The study focused on six “basic” emotions: anger, fear, disgust, happiness, sadness, surprise, and seven “non-basic” emotions: anxiety, love, depression, contempt, pride, shame, envy.
Several hundred participants were given prompts to provoke emotional reactions, through words, vignettes or short stories, videos, or images. They then self-reported their responses, charting where in the body they felt physical sensory changes by assigning colour to two silhouettes – one for increasing sensation where activity become stronger or faster, and the other decreasing or weaker sensation. What emerged were patterns of activation of specific areas of the body or body parts for distinct emotions – patterns that crossed languages and cultures. The final images looked similar to the above SADNESS – here most active in the active chest, throat and eyes, with the limbs becoming more lifeless.
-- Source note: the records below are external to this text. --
PR #1523, opened 2026-08-16
feat(QuantumMechanics): add QHO eigenstates

gloges:
Introduces eigenfunctions/states for the `d`-dimensional harmonic oscillator in terms of Hermite polynomials and `SchwartzMap` Gaussians.
Two temperate growth lemmas are included to help prove `eigenfunction_apply`, one for `Space.coord` and the other for finite products.


Physlib/Mathematics/HasTemperateGrowth.lean
```diff
@@ -0,0 +1,34 @@
...
+-/
+@[expose] public section
+
+namespace Function.HasTemperateGrowth
+
+open Finset
+
+/-- The finite product of functions of temperate growth is again of temperate growth. -/
+@[to_fun (attr := fun_prop)]
+lemma prod {ι : Type*} [DecidableEq ι] {s : Finset ι} {E F : Type*} [NormedAddCommGroup E]
```
nateabr: I think having DecidableEq might be unnecessary as this is due to your proof strategy and not the statement itself. This would make every downstream item also need decidableEq - maybe we should use classical inside the proof body.

Physlib/QuantumMechanics/HarmonicOscillator/Eigenstates.lean
```diff
@@ -0,0 +1,134 @@
...
+  intro n n' h
+  obtain ⟨h, i, hi⟩ := Pi.lt_def.mp h
+  exact sum_lt_sum (fun i _ ↦ by simp [h i]) ⟨i, mem_univ i, by simp [hi]⟩
+
+/-!
+### A.2. Eigenfunctions
+-/
+
+/-- The `i`th normalization constant for `Q.eigenfunction n`, `1 / √(2 ^ nᵢ * nᵢ! * √π * ξᵢ)`. -/
+def coeff (i : Fin d) : ℝ := 1 / √(2 ^ n i * (n i)! * √π * Q.ξ i)
```
nateabr: Maybe this can be called eigencoeff, as there are alot of coeff's defined in places, might help having specific names for each one.

nateabr (commented):
This looks great - just two very minor comments

nateabr:
awaiting-author

Physlib/QuantumMechanics/HarmonicOscillator/Eigenstates.lean
gloges: Makes sense - renamed to `eigenCoeff`.

Physlib/Mathematics/HasTemperateGrowth.lean
gloges: I've removed the `DecidableEq ι`; do you know if there are any cons to using `classical` logic? My impression is that this is a "detail" of the mathematical foundations that doesn't matter so much for physlib...

gloges:
Thanks for the comments - I've improved the constant's name and removed `DecidableEq ι` from the temperate growth lemma.

Physlib/Mathematics/HasTemperateGrowth.lean
nateabr: Mhm not sure if I totally understand your question. But there should be no 'cons' as such, but more so classical might be the right choice from a design standpoint. When DecidableEq is in the signature, every downstream caller must also carry that constraint, even if their lemma has nothing to do with deciding equality. Using classical inside the proof keeps the constraint local. 

For a lemma in this case, the end result is the same, your proposition has been proven. I think where DecidableEq comes in when the statement itself needs it - e.g. a def with an if that actually computes data.

I might be repeating myself but you are correct I think this is a nitpick as the end result is the same and the mathematical detail doe not really matter, but might as well not carry a constraint downstream if not needed :)

jstoobysmith (approved):
Will merge now

PR #1525, opened 2026-08-16
docs(QuantumMechanics): add finite-dimensional quantum systems API map

TomOleDiem:
Roadmap for finite-dimensional quantum mechanics based on the C*-algebra of linear maps `𝒜(H) := H →L[ℂ] H`. Suitable for integrating QuantumInfo.

Planning only, no Lean source changes.


Physlib/QuantumMechanics/HilbertSpaces/FiniteTarget/API-map.yaml
```diff
@@ -0,0 +1,197 @@
...
+    algebraic test for complete positivity: a map is CP exactly when its Choi matrix is
+    positive.
+
+ParentAPIs:
+  - "Development in this direction: quantum systems (Physlib/QuantumMechanics/QuantumSystem)"
+  - "Development in this direction: finite target quantum mechanics (Physlib/QuantumMechanics/FiniteTarget.lean)"
+  - "Development in this direction: Hermitian matrices (QuantumInfo/ForMathlib/HermitianMat)"
+  - "Development in this direction: mixed and pure states (QuantumInfo/States)"
+  - "Development in this direction: POVMs (QuantumInfo/Measurements/POVM.lean)"
+  - "Development in this direction: unitary operators on quantum states (QuantumInfo/Operators/Unitary.lean)"
```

THECUBE’s physical space informed my artistic approach. I wanted to create something that took advantage of the light and glass walls. I was thinking about how transparency relates to emotions, the way they are hidden or exposed by the body or through our own actions. I wanted to hint at our attempts to categorize our emotions or control our responses, but also to truthfully represent the study results. To create an artwork with a scientific foundation, but one that viewers will respond to as an experience. Embodiment – physical sensations related to emotions – helps us to communicate. It helps us to understand ourselves and to relate to others. Both creating and engaging art engages that process. So I began to break down the images into colour blocks – or blocks of sensory activity – and rebuild the bodies in an orderly way, creating a sort of scaffold for distinct emotions.